### Brief:
Work out how many lines of the listing below hold the word "users", and give that number only.

··· Listed records

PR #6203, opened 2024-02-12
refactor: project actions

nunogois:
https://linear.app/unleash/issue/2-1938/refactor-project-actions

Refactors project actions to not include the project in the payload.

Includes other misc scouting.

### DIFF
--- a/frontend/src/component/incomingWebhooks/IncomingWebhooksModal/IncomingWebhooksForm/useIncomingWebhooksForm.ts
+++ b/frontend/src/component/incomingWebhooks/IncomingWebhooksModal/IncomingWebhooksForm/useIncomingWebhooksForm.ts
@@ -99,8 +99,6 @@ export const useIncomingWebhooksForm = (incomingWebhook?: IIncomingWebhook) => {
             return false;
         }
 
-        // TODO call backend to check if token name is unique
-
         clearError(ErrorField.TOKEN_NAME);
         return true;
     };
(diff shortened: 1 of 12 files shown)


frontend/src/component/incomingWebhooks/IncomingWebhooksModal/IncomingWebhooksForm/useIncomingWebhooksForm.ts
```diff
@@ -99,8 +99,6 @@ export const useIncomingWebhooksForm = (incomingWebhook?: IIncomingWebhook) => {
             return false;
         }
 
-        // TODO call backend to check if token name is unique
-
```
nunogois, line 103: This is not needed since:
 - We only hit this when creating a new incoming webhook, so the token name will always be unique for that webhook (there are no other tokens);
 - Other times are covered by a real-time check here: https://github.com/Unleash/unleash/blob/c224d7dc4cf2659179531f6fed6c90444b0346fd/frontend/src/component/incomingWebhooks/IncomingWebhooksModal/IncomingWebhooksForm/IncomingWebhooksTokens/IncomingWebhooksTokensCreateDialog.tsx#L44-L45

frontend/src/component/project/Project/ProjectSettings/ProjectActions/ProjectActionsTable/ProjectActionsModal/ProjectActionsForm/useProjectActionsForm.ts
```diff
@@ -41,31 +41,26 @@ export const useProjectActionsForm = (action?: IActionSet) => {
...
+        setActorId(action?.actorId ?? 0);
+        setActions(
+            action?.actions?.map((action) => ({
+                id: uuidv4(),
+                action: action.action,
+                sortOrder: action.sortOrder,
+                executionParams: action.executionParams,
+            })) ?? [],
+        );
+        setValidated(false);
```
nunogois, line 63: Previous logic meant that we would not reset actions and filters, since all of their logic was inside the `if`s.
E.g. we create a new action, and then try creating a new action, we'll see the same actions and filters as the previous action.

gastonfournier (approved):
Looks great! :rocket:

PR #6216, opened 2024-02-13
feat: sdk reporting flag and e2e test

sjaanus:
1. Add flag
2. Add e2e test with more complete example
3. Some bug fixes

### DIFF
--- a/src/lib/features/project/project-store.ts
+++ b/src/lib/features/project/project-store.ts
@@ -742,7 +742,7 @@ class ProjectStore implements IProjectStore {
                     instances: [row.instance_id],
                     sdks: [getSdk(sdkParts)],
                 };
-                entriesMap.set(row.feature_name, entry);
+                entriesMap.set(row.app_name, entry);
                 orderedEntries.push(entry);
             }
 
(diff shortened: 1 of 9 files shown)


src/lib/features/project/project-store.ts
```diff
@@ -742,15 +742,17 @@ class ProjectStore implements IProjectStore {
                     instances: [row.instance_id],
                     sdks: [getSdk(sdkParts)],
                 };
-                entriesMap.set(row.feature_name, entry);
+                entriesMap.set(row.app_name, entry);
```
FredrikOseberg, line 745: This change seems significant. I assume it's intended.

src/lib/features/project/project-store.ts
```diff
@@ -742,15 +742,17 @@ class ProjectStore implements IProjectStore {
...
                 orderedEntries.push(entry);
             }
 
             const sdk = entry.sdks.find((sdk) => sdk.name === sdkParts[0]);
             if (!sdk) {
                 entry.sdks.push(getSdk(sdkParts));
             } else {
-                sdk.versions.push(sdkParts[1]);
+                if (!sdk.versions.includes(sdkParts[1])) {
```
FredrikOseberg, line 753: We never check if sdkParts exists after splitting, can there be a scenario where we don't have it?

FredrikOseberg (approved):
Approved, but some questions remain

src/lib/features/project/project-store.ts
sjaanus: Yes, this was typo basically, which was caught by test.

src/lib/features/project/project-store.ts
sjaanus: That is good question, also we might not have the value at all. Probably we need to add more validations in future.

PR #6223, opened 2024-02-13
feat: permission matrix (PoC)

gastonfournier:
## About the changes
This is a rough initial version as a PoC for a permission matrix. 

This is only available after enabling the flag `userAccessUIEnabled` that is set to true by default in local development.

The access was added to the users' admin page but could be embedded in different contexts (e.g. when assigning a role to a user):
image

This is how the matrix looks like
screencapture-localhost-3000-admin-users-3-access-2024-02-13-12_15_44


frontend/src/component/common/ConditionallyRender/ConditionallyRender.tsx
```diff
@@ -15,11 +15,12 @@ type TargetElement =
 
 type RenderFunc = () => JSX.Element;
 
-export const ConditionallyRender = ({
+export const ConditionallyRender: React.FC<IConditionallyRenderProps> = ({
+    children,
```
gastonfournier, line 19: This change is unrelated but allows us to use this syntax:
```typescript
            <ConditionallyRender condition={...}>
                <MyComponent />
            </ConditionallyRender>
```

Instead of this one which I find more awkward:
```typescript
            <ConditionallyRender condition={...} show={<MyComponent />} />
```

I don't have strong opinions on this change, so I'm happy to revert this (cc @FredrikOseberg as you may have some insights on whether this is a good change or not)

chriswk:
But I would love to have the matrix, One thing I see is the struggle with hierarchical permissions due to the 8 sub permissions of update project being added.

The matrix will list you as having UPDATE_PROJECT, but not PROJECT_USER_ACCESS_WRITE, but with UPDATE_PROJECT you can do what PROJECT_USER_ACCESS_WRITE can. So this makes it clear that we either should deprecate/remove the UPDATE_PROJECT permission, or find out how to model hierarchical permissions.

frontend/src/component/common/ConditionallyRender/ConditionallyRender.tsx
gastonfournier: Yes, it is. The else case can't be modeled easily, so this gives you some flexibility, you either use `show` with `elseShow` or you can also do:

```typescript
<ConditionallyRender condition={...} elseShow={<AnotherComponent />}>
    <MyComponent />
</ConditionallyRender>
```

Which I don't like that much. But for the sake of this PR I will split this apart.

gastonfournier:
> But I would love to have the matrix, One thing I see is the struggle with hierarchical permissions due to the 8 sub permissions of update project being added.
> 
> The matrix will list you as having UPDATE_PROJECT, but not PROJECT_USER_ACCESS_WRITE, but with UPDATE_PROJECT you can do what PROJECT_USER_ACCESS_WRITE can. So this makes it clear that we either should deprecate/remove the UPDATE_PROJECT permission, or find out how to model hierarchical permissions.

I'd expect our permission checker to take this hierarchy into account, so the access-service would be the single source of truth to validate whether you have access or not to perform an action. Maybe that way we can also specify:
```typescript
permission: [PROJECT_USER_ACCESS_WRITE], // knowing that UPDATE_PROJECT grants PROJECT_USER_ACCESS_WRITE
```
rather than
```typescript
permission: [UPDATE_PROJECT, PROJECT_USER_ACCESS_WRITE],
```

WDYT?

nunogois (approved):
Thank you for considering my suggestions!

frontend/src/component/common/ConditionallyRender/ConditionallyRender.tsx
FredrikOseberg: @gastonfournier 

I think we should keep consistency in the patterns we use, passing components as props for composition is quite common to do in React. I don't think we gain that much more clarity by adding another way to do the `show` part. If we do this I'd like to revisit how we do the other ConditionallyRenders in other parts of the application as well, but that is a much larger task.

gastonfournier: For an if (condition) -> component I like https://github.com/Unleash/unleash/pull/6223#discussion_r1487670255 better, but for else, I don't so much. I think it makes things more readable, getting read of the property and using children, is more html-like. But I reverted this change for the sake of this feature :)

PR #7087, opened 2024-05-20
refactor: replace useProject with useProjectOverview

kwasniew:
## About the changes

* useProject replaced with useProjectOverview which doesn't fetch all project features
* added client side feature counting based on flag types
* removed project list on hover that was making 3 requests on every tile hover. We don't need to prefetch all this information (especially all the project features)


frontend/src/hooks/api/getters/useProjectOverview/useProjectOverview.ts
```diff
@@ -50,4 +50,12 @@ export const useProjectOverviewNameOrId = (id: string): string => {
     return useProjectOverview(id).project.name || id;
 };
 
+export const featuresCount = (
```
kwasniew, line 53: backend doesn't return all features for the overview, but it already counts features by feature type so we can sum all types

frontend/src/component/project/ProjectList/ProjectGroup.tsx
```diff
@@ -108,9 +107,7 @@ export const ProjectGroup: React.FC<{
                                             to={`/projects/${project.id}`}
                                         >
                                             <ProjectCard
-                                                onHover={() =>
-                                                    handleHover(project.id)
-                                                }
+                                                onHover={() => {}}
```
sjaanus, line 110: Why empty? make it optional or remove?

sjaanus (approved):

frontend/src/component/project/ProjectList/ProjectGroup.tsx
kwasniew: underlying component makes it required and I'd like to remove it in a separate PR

······

### Solution below:
2